5. By calculating wall heights for every column, a 3D perspective is simulated on the screen.

Below is an example C function demonstrating a simple skeleton of the ray casting logic:

#include <math.h>
#include <stdio.h>

#define FOV 60.0      // Player's field of view in degrees
#define SCREEN_WIDTH 640
#define SCREEN_HEIGHT 480

// Map definition (0 -> empty space, 1 -> wall)
int map[8][8] = {
    {1,1,1,1,1,1,1,1},
    {1,0,0,0,0,0,0,1},
    {1,0,1,0,0,0,0,1},
    {1,0,0,0,0,1,0,1},
    {1,0,0,0,0,0,0,1},
    {1,0,0,1,0,0,0,1},
    {1,0,0,0,0,0,0,1},
    {1,1,1,1,1,1,1,1},
};

// Player initial position
float playerX = 3.5, playerY = 3.5;
float playerAngle = 0.0;

void cast_rays(void)
{
    // Cast a ray for each pixel column on the screen
    for (int x = 0; x < SCREEN_WIDTH; x++) {
        // Map the x column on screen to angles between -FOV/2 and +FOV/2
        float rayAngle = (playerAngle - (FOV / 2.0)) + ((float)x / SCREEN_WIDTH) * FOV;
        
        // Convert degrees to radians
        float rayRad = rayAngle * M_PI / 180.0;

        // Ray marching
        float stepSize = 0.1;  // Ray step size
        float distance = 0.0;  // Distance to wall
        float hitX = playerX;
        float hitY = playerY;
        
        int hitWall = 0;

        // Advance the ray until it hits a wall or reaches the map boundary
        while (!hitWall && distance < 20.0) {  // 20 -> example maximum view distance
            distance += stepSize;
            hitX = playerX + cos(rayRad) * distance;
            hitY = playerY + sin(rayRad) * distance;

            // Check map boundaries
            if (hitX < 0 || hitX >= 8 || hitY < 0 || hitY >= 8) {
                hitWall = 1;
                distance = 20.0;  // Treat this as if a wall is hit
            } else if (map[(int)hitY][(int)hitX] == 1) {
                hitWall = 1;  // A wall is found
            }
        }

        // Calculate wall height (simple approach)
        int wallHeight = (int)(SCREEN_HEIGHT / distance);
        
        // Here, you could draw the wall for this column:
        // draw_vertical_line(x, wallHeight); // e.g., a custom drawing function
    }
}

Bu örnek, ray casting mantığını çok basite indirgenmiş şekilde anlatmaktadır.
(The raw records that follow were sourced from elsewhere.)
PR #700, opened 2024-09-10
Improve Redefinition Validation

### LINKED ISSUE #699: Don't Check Child Elements when Parent is Redefined
If you write the same Slice definition twice, you'll get a redefinition error. For instance:
```
struct Foo { i: int32 }
struct Foo { i: int32 }
```
However, our redefinition check will continue to check inside the container.
So here. you'll get two redefinition errors, one for `Foo` and one for `i`.

But this 2nd error is somewhere between irrelevant or incorrect.

InsertCreativityHere:
This PR greatly improves the redefinition checking, part of which fixes #699.

The old check was very simple. We'd basically get every element's `scoped_identifier`, and check if any 2 were the same.
But this caused false positives, when some of the _parent_ scopes were redefined.

Now, we drill into each container, and check their contents separately.
So now the contents of one container has no influence on other containers.

Additionally, we also check things in the expected order. So we check a struct for redefinition before we check it's fields.
Before-hand, we just iterated through the nodes in whatever order the parser produced them (which doesn't usually line up with the 'expected' order).


src/parsers/common.rs
```diff
@@ -6,6 +6,7 @@ use crate::slice_file::Location;
 
 /// Stores a reference to a block of source code in a Slice file.
 #[derive(Clone, Copy, Debug)]
+#[allow(dead_code)] // The `end` field isn't used, but is very useful for debugging, so we keep it.
```
InsertCreativityHere, line 9: This field is only used by the `Debug` display implementation.

In the past, this counted as "being used", but a newer version of `rust` apparently doesn't count this anymore.
It's proven useful when debugging errors in the past at the cost of storing 2 extra `usize` per source-block.

PR #701, opened 2024-09-10
Simplify Slice File Hashing Logic

InsertCreativityHere:
This PR simplifies the logic used to compute hashes of our Slice files.
No more extension trait, with multiple implementations; just one function.

The only change in logic is that previously, we would compute a hash for each file separately, then hash all those hashes together:
```
total_hash = hash(hash(file1), hash(file2), hash(file3), ...)  // old
```
Now, we just have a single hash engine, which we directly feed all the files into:
```
total_hash = hash(file1, file2, file3, ...)  // new
```
I can't think of any adverse effects to this simpler approach, compared to the previous nested-hashing approach.

### DIFF
--- a/src/slice_file.rs
+++ b/src/slice_file.rs
@@ -4,7 +4,6 @@ use crate::grammar::*;
 use crate::utils::ptr_util::WeakPtr;
 use console::style;
 use serde::Serialize;
-use sha2::{Digest, Sha256};
 use std::cmp::{max, min, Ordering};
 use std::fmt::{Display, Write};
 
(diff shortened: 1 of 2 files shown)


src/slice_file.rs
```diff
@@ -167,53 +166,26 @@ impl SliceFile {
...
-    fn compute_sha256_hash_as_bytes(&self) -> [u8; 32] {
-        Sha256::new()
-            .chain_update(self.filename.as_bytes())
-            .chain_update(self.raw_text.as_bytes())
-            .finalize()
-            .into()
-    }
-}
+    // Filter out any reference files, and sort the source files which remain.
+    let mut sorted_sources: Vec<&SliceFile> = files.iter().filter(|f| f.is_source).collect();
```
externl, line 175: I forget where were landed on the discussion of only including src files. Was this previously being done elsewhere?

externl (approved):

src/slice_file.rs
InsertCreativityHere: Yes, you're right I should of added a comment mentioning this.
Currently, we do the filtering in `slicec-cs`:
```
let src_files: Vec<&SliceFile> = compilation_state.files.iter().filter(|f| f.is_source).collect();
let hash = SliceFile::compute_sha256_hash(&src_files);
```
https://github.com/icerpc/icerpc-csharp/blob/9edecc0ccaddee829828f2da64ce150b692d340f/tools/slicec-cs/src/main.rs#L65-L67
My thinking was to move it in `slicec`, to keep all the hashing logic and what/how we do it in a single place.

----

I'm also not completely sold on one vs the other, but this is the current behavior we have, so I kept it.
I'll blog about it, and see if we can reach a conclusion.

pepone (approved):
Much simpler, nice!

PR #704, opened 2025-11-28
Version 0.3.3 - Update Dependencies, CHANGELOG and Bump MSRV to 1.82

InsertCreativityHere:
This PR bumps our crate version to `0.3.3` (up from `0.3.2`).

It updates all our dependencies to their latest versions.
I read through every CHANGELOG entry for all of them and updated our code accordingly.

Because of the new dependencies, our MSRV (the minimum Rust version you need to compile this create) has increased from `1.70` to `1.82`.

There are also some very minor improvements to error messages we emit and code structure (usually recommended by Clippy).

----

**NOTE:** There are still some newer Rust features / stabilized APIs we could look into using now that we've jumped from `1.70` to `1.82`. But this is a larger effort than simply updating out dependencies.

### DIFF
--- a/Cargo.toml
+++ b/Cargo.toml
@@ -17,8 +17,7 @@ exclude = [".github/*", ".vscode/*"]
 
 [dependencies]
 # derive feature allows structs to derive Parser automatically
-# We lock the minor version to ensure compatibility with compilers that pass options to this library.
-clap = { version = "~4.5.53", features = ["derive"] }
+clap = { version = "4.5.53", features = ["derive"] }
 console = "0.16.1"
 convert_case = "0.10.0"
 in_definite = "1.1.2"


.vscode/extensions.json
```diff
@@ -1,7 +1,6 @@
 {
     "recommendations": [
         "rust-lang.rust-analyzer",
-        "streetsidesoftware.code-spell-checker",
-        "ZeroCInc.slice"
```
InsertCreativityHere: The Slice extension is useless for this Rust repository,
even if the repository is all about Slice.

src/ast/node.rs
```diff
@@ -25,8 +25,8 @@ macro_rules! generate_try_from_node_impl {
                     Ok($convert(x))
                 } else {
                     Err(LookupError::TypeMismatch {
-                        expected: stringify!($variant).to_case(Case::Lower),
-                        actual: node.to_string().to_case(Case::Lower),
+                        expected: ccase!(lower, stringify!($variant)),
+                        actual: ccase!(lower, node.to_string()),
```
InsertCreativityHere: `convert_case` now recommends using their new macro call instead of explicit function calls.

It seems a little more magical... but it is shorter (code-wise) and the recommended syntax, so, I updated to use it.

src/grammar/elements/operation.rs
```diff
@@ -88,19 +88,19 @@ impl Operation {
     }
 
     pub fn compress_arguments(&self) -> bool {
-        self.find_attribute::<Compress>().map_or(false, |a| a.compress_args)
+        self.find_attribute::<Compress>().is_some_and(|a| a.compress_args)
```
InsertCreativityHere: New convenience function for mapping `Option<T>`. The logic is identical.
If it's `None`, we get `false`, otherwise we get the result of the lambda.

Same as before where if it was `None`, we would get a default of `false`.

src/parsers/comments/mod.rs
```diff
@@ -52,7 +52,7 @@ fn construct_lint_from(parse_error: ParseError, file_name: &str) -> Diagnostic {
 fn generate_message(expected: &[String], found: impl std::fmt::Debug) -> String {
     let expected_message = match expected {
         [] => "expected no tokens".to_owned(),
-        [first] => format!("expected one of {first}"),
+        [first] => format!("expected {first}"),
```
InsertCreativityHere: Minor tweak to the error message we emit when we encounter a syntax error where there was only a single kind of token we expected.

It just felt weird to say "one of", then only list one thing.
**Old**: `expected one of "::", but found ")"`
**New**: `expected "::", but found ")"`

build.rs
```diff
@@ -4,5 +4,5 @@ extern crate lalrpop;
 
 fn main() {
     // Recursively finds any files ending with `.lalrpop` in the `src` directory and generates parsers from them.
```
InsertCreativityHere: `process_src` checks `./src` and is what 99% of projects should use.
`process_root` checks `.` and is for repos with multiple crates in them.

There was a documentation bug in LALRPOP where these two were flipped. The bug was fixed, and so is our build script.

Cargo.toml
```diff
@@ -12,24 +12,25 @@ readme = "README.md"
 keywords = ["slice", "ice", "icerpc"]
 license = "Apache-2.0"
 edition = "2021"
-rust-version = "1.70"
+rust-version = "1.82"
```
InsertCreativityHere: The biggest change is that `slicec` now requires a minimum of Rust 1.82 to use, because of our dependencies.

The current Rust version as of writing this is 1.91.

pepone (approved):

Issue #1757, opened 2019-02-23
Image paths can break when deploying to gh-pages


devakker:
1. Let's say you want to store your images in an `img` folder inside the root of your docs
2. Embed an image like this: `![](/img/image.png)`
3. test in a local environment -> works fine
4. deploy to gh-pages -> missing image

The generated HTML will link to the image like this: `<p><img alt="" src="/img/image.png" /></p>`

But the image will actually be at `https://username.github.io/repo-name/img/image.png` and it won't show up.

This entire issue can be avoided (and most likely is by a lot of people) by using relative paths. Still worth considering if maybe the repo's name should automatically added before the image URL, if it's an absolute path. 

config: mkdocs 1.0.04, windows10

waylan:
> This entire issue can be avoided ... by using relative paths.

For consistent results the [documentation][1] actually points out that relative paths are required. You may or may not get things to work correctly with absolute paths and use them at your own risk. In fact, they only work if the mkDocs root and server root are the same directory. The reason for this is that relative paths are adjusted by MkDocs to ensure they are always relative to the page, However, absolute paths are not modified at all. In other words, absolute paths do not get adjusted based on the server environment.

We do not adjust absolute URLs as some users actually want/need that behavior. For example, some users may want to link to something hosted on the same sever, but outside of MkDocs. Suppose the MkDocs site was at `http://example.com/docs/` but they wanted to link to `http://example.com/foo/bar/`. They could simply include a link to `/foo/bar` and it would work correctly. However, if we treated the link as an internal link, we would either break the link or raise an error when trying to verify it, neither if which is desired. Therefor all internal links **must** be relative links to be verified and auto-adjusted as necessary.

Finally, note that if you are in an environment where the MkDocs root directory is a subdirectory of the server root, then you should set the [site_url][2] config setting to include the  subdirectory. For example:

```yaml
site_url: https://username.github.io/repo-name/
```

The local dev server will then use that subdirectory, which will help to ensure consistent behavior between the local dev server and your production server.

In conclusion, the problem is user error, not a bug. Two things should be done to correct the problem:

1. For all internal links, use relative URLs: `![](img/image.png)`
2. Properly define `site_url` to include the subdirectory so that it points at the MkDocs' root.

[1]: https://www.mkdocs.org/user-guide/writing-your-docs/#internal-links
[2]: https://www.mkdocs.org/user-guide/configuration/#site_url

devakker:
[...]

PR #1759, opened 2019-02-25
Warning about the usage of absolute paths in links

devakker:
Regarding #1757. An update to the docs to warn about the dangers of absolute paths in links.

I am not sure if you guys manually break lines or there is some tool to do it, so I just left them as is for now. I know it's not going to be merged like this, but I couldn't find anything on this in the contributing guidelines. Let me know what's the official way to go about this an I'll fix it.

### DIFF
--- a/docs/user-guide/writing-your-docs.md
+++ b/docs/user-guide/writing-your-docs.md
@@ -201,6 +201,9 @@ Please see the [project license](license.md) for further details.
 When the MkDocs build runs, these Markdown links will automatically be
 transformed into an HTML hyperlink to the appropriate HTML page.
 
+!!! warning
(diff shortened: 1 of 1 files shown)


waylan:
Most text editors have  "hard wrap" feature which will add the line beaks for you. Of course, the actual name differs but that should give you something to search for.

pferreir:
Maybe there could be as well a compile-time warning? This seems to be a common pitfall and I have myself lost time wondering what was wrong with my site only to realize that absolute paths fail randomly. I would be willing to help out if you think this is the best approach.

waylan:
@pferreir as explained [here][1], there are legitimate uses for absolute paths and there is no way for us to know which was intended. Therefore a warning/error would be inappropriate.

[1]: https://github.com/mkdocs/mkdocs/issues/1757#issuecomment-466698398

PR #1760, opened 2019-02-26
Added processing time debug printout.

karlssonjohan:
Some pages take long time to process so added processing time printout to aid in troubleshooting.


waylan:
This seems like a great candidate for a plugin.

PR #1771, opened 2019-03-23
Add: openbrowser as serve command's option to open browser automatically

peaceiris:
PR for #1772 

This pull request is ready for review. Could you confirm this?

How can I pass the CI checks?

### DIFF
--- a/mkdocs/commands/serve.py
+++ b/mkdocs/commands/serve.py
@@ -3,6 +3,7 @@ from __future__ import unicode_literals
 import logging
 import shutil
 import tempfile
+import webbrowser
 
 from os.path import isfile, join
 from mkdocs.commands.build import build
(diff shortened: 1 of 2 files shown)


mkdocs/commands/serve.py
```diff
@@ -120,6 +121,9 @@ def builder():
 
         host, port = config['dev_addr']
 
+        if openbrowser:
+            webbrowser.open(config['site_url'])
```
waylan: I have two concerns about this:

1. Why `site_url` and not `dev_addr`? I realize that when the dev server is used, we alter the `site_url` to match `dev_addr`, but is something were ever to go wrong with that, this would break things. Seems like we should just use `dev_addr` here.

2. Should't the browser be launched after the server is started, not before?

peaceiris:
This is a prototype to inquire about interest in this feature at #1772 

I got the feedback and understood that this feature is not necessary. If this was acceptable, we need a huge cost to manage, but no benefits.

I drop this PR not to waste time.

Thanks.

Gerçekte, duvar çizimi ve texture mapping gibi ek işlemler yaparak daha detaylı bir görüntü elde edebilirsiniz.

Tools Used 🛠️

Key tools and libraries used in the Cub3d project include:

• MiniLibX: A library for graphics operations and window management.
• Xlib: A library for interacting with the X Window System. Requirements 📋

Requirements 📋

To run the Cub3d project, you need to meet the following requirements:

• A Unix-based operating system (Linux, macOS)
• GCC compiler
• MiniLibX library

---

License 📜

This project is licensed under the MIT License. For more details, please check the license file.